▶ [Exercise directions]: The data below is to be repeated in full, exactly as given.

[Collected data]
PR #495, opened 2018-07-05
KIALI-1103 Fix versions components in about and refactor

aljesusg:
Jira: [KIALI-1103](https://issues.jboss.org/browse/KIALI-1103)

- Moved about info to store-persist (Don't need to check everytime the versions)
- Removed authentication header in getStatus (Don't need it in /api and /api/status)
- Added comments to service/Api and refactor headers

### DIFF
--- a/src/services/Api.ts
+++ b/src/services/Api.ts
@@ -14,21 +14,32 @@ interface Response<T> {
   data: T;
 }
 
+/**  Headers Definitions */
+
 const loginHeaders = { 'X-Auth-Type-Kiali-UI': '1' };
-const authHeader = (auth: string) => {
-  return { Authorization: auth };
+
+const authHeader = (auth: string) => ({ Authorization: auth });
+
+/**  Helpers to Requests */
+
+const getHeaders = (auth?: string) => {
+  if (auth === undefined) {
+    return { ...loginHeaders };
+  }
+  return { ...loginHeaders, ...authHeader(auth) };
 };
+
 const basicAuth = (username: string, password: string) => {
   return { username: username, password: password };
 };
 
-let newRequest = <T>(method: string, url: string, queryParams: any, data: any, auth: string) => {
+let newRequest = <T>(method: string, url: string, queryParams: any, data: any, auth?: string) => {
   return new Promise<Response<T>>((resolve, reject) => {
     axios({
       method: method,
       url: url,
       data: data,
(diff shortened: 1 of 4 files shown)


src/services/Api.ts
```diff
@@ -14,21 +14,38 @@ interface Response<T> {
...
+
 const loginHeaders = { 'X-Auth-Type-Kiali-UI': '1' };
-const authHeader = (auth: string) => {
-  return { Authorization: auth };
+
+const authHeader = (auth: string) => ({ Authorization: auth });
+
+/**  Helpers to Requests */
+
+const getHeaders = (auth: string | undefined = undefined) => {
```
jotak: arguments can be simplified: `(auth?: string)` , i think it works the same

▶ [Solution]:
PR #495, opened 2018-07-05
KIALI-1103 Fix versions components in about and refactor

aljesusg:
Jira: [KIALI-1103](https://issues.jboss.org/browse/KIALI-1103)

- Moved about info to store-persist (Don't need to check everytime the versions)
- Removed authentication header in getStatus (Don't need it in /api and /api/status)
- Added comments to service/Api and refactor headers

### DIFF
--- a/src/services/Api.ts
+++ b/src/services/Api.ts
@@ -14,21 +14,32 @@ interface Response<T> {
   data: T;
 }
 
+/**  Headers Definitions */
+
 const loginHeaders = { 'X-Auth-Type-Kiali-UI': '1' };
-const authHeader = (auth: string) => {
-  return { Authorization: auth };
+
+const authHeader = (auth: string) => ({ Authorization: auth });
+
+/**  Helpers to Requests */
+
+const getHeaders = (auth?: string) => {
+  if (auth === undefined) {
+    return { ...loginHeaders };
+  }
+  return { ...loginHeaders, ...authHeader(auth) };
 };
+
 const basicAuth = (username: string, password: string) => {
   return { username: username, password: password };
 };
 
-let newRequest = <T>(method: string, url: string, queryParams: any, data: any, auth: string) => {
+let newRequest = <T>(method: string, url: string, queryParams: any, data: any, auth?: string) => {
   return new Promise<Response<T>>((resolve, reject) => {
     axios({
       method: method,
       url: url,
       data: data,
(diff shortened: 1 of 4 files shown)


src/services/Api.ts
```diff
@@ -14,21 +14,38 @@ interface Response<T> {
...
+
 const loginHeaders = { 'X-Auth-Type-Kiali-UI': '1' };
-const authHeader = (auth: string) => {
-  return { Authorization: auth };
+
+const authHeader = (auth: string) => ({ Authorization: auth });
+
+/**  Helpers to Requests */
+
+const getHeaders = (auth: string | undefined = undefined) => {
```
jotak: arguments can be simplified: `(auth?: string)` , i think it works the same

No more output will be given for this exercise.